The gains made by older citizens in the last number of years from pension increases have largely disappeared in real terms following continuing increases in inflation, transport costs and medicine. After a lifetime in service to the state, service which must be acknowledged as having contributed to creating the foundation on which our recent economic prosperity was based, it is only right that the needs of senior citizens be met.

The National Pensions Policy Initiative set a target of 34% of average industrial earnings. We are calling for the government to increase pensions benefits to this level and automatically link it with increases in wage levels.

The weekly Living Alone Allowance has stagnated at €7.70 for a number of years and has thus fallen far behind rising costs over the last number of years. We call on the government to increase it to €15 a week.

We support the individualisation of the pensions process so that spouses are entitled to an independent personal pension.



Despite decades of efforts to bring about true gender equality in Ireland differences still exist both structurally and also as a result of the continued outdated perceptions of women in Irish society. Women are still more likely to be in low paid jobs and to be most responsible for childcare.

Sinn Fein calls for:

• An end to the Limitation Rule, which reduces the actual payment received by household when two adults are each eligible for a social welfare payment. This all to often gives rise to serious problems for women;

• Resource the National Steering Committee on Violence against Women in order to fully implement the Report of the Task Force on Violence against Women;

• Introduce a payment for parental leave at the level of maternity benefit to facilitate a greater take-up rate by parents;

• Part-time Unemployment Benefit for parents with young children to recognise that these parents are unable to work full-time jobs.


Asylum Seekers

Perhaps some of the most vulnerable in Irish society are those who are newest to it, often fleeing persecution or hatred at home. Asylum seekers find themselves in a country where they may not know the language and will often be without substantial financial resources. The subsistence currently being made available to asylum seekers must be increased. Most importantly, they should be allowed to take up paid employment while waiting for their application to be processed.


Community Employment Schemes

The cutbacks in CE schemes is one of the most vicious elements of the coalition government’s offensive against the poor and vulnerable in Irish society. CE schemes provide badly needed services, making up for the failures of successive governments to invest properly in public services. They provide skills, personal development and empowerment to the people on the schemes. They are an essential part of the development and community spirit of many disadvantaged areas in the state.

• The PPF pledge to fund 28,000 CE places should be honoured and maintained throughout 2003;

• Sinn Fein calls on the government to withdraw its threatened abolition of 5000 CE places.








11. Supporting people with disabilities

It is essential that in Budget 2003 there is no attempt to roll back any of the advances made by people with disabilities in the past decade. It must be recognised that in this, as in other sectors, the tremendous opportunities of the past five years of unprecedented prosperity were not used for maximum social benefit. As a result, people with disabilities are still among the foremost of those experiencing social exclusion.
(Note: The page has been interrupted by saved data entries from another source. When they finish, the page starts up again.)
PR #526, opened 2022-12-18
Disambiguate a comment

jannic:
While reviewing some other merge request, I first read that comment as "in the past some value was set" instead of "the value we just set is already in the past". This is just a minor rewording to avoid that ambiguity.


9names (approved):
Yep, much more clear now

PR #578, opened 2023-04-01
Document RAM banks in memory.x

jannic:
This defines new memory regions SRAM4, SRAM5.

Without a linker section referring to those regions, they will not actually be used.


ithinuel (approved):

thejpster:
Should we add a note somewhere on how to use these banks, and how if you use `link-section`, the default cortex-m-rt pre-main code won't initialise variables located there and so should use `MaybeUninit`?

PR #580, opened 2023-04-05
Fix DMA IRQ issue for bidirectional DMA transfer

jlpettersson:
By reading the code, this seems to be a bug, caused by a typo. The function `check_irq0()` seems to be intended to check `irq0` for both channels. But for channel 1, it is set to check `irq1`.

The corresponding function `check_irq1()` does check `irq1` for both channels.


jannic (commented):
LGTM, good catch. This could have caused hours of debugging!
@9names, you know this code better than me, I'd prefer if you acked the fix as well before merging.

9names (approved):
This change looks good to me

PR #582, opened 2023-04-13
Update embedded-hal alpha dependencies

jannic:


jannic:
>  I have an #[inline] on kind (not sure if that makes sense to do or not).

I didn't check the generated code, so I don't know the actual effect of that attribute. In general, I try to not clutter the code with `#[inline]` hints and assume that the compiler doesn't need it to infer that inlining such short functions is a good idea. This is  how I understand the documentation at https://doc.rust-lang.org/reference/attributes/codegen.html#the-inline-attribute.

rp2040-hal/src/i2c/controller.rs
```diff
@@ -284,53 +284,14 @@ impl<T: Deref<Target = Block>, PINS> eh1::I2c for I2C<T, PINS, Controller> {
...
-        let addr: u16 = address.into();
-        Self::validate(addr, Some(peekable.peek().is_none()), None)?;
-        self.setup(addr);
-
-        for tx in peekable {
-            self.write_internal(&[tx], false)?
-        }
-        self.read_internal(buffer, true, true)
-    }
-
```
ithinuel, line 325: The main argument I've seen against them being "it is hard/suboptimal to implement with a dma".
I think those method do have value, even if the embedded-hal decided to drop them.

Can we make them inherent method instead of getting rid of them?

(the kind of nice thing that can be done with such an api can be seen [here](https://github.com/ithinuel/sh1107-rs/blob/main/sh1107/src/lib.rs#L165-L225)).

jannic: That's a good idea.

Should there only be inherent methods for functions missing from E-H, or should there be an inherent impl for everything, so people who don't use drivers based on e-h don't need to bring the e-h traits into scope?

ithinuel (approved):

PR #584, opened 2023-04-19
Update usb-device implementation.

ithinuel:
Next usb-device release has some changes around isochronous endpoint type.

(only to be merged once the new version of usb-device gets published)


jannic (approved):
LGTM. Perhaps you could also add the new MSRV to the changelog, so we don't forget it later?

Over half of those households headed by a person with a disability or long-term illness are living in relative income poverty.

The Government must make real advances in this Budget on income supports and service provision for people with disabilities. In tandem with these budgetary measures we need progress on rights-based legislation and programmes of positive action.

Sinn Fein calls for:

• Disability Allowance (currently €118.80 per week) to be increased to the level of Contributory Old Age Pension - €147.30 per week;

• Increase Mobility Allowance to €70 per week from the current €126 per month;

• Phasing out of Means Test for Carer’s Allowance beginning this year with adjustment of the income limit from €191 per week to €250 per week. Review and reform of all payments and support to carers to ensure that all those providing care benefit to the maximum;

• Provide for the introduction in 2003 of a variable Cost of Disability Payment as recommended by the Commission on the Status of People with Disabilities;

• Reform of the Disabled Persons Grant (Housing Adaptions and Extensions) Scheme to abolish the differentiation between grants for work in new and existing homes. Assessment to be based purely on need and on the cost of the works involved, with upper limit raised to €30,000;

• Continuation for a further two years at least of the programme of new developments of services for people with intellectual disabilities so as to eliminate waiting lists for full-time residential services, day services and respite services.

In all our pre-Budget submissions since 1997 we have highlighted the need for real progress on Independent Living. The State must recognise in principle and in practice the right of people with disabilities to live independently. The system of payments, supports and services for people with disabilities must be suitably adapted for this purpose and an Independent Living Fund established.








12. Agriculture and Rural Development

This budget is being introduced at a time of serious ongoing crisis in Irish agriculture. This has been marked by further sharp falls in farm income, estimated to be 20% in real terms in 2002, and the continued exodus from the land with all the attendant consequences that that has for rural communities in general. That crisis has been exacerbated by the continued fall out from the Foot and Mouth outbreak last year, by bad weather conditions and by cuts in the prices paid to farmers for their produce.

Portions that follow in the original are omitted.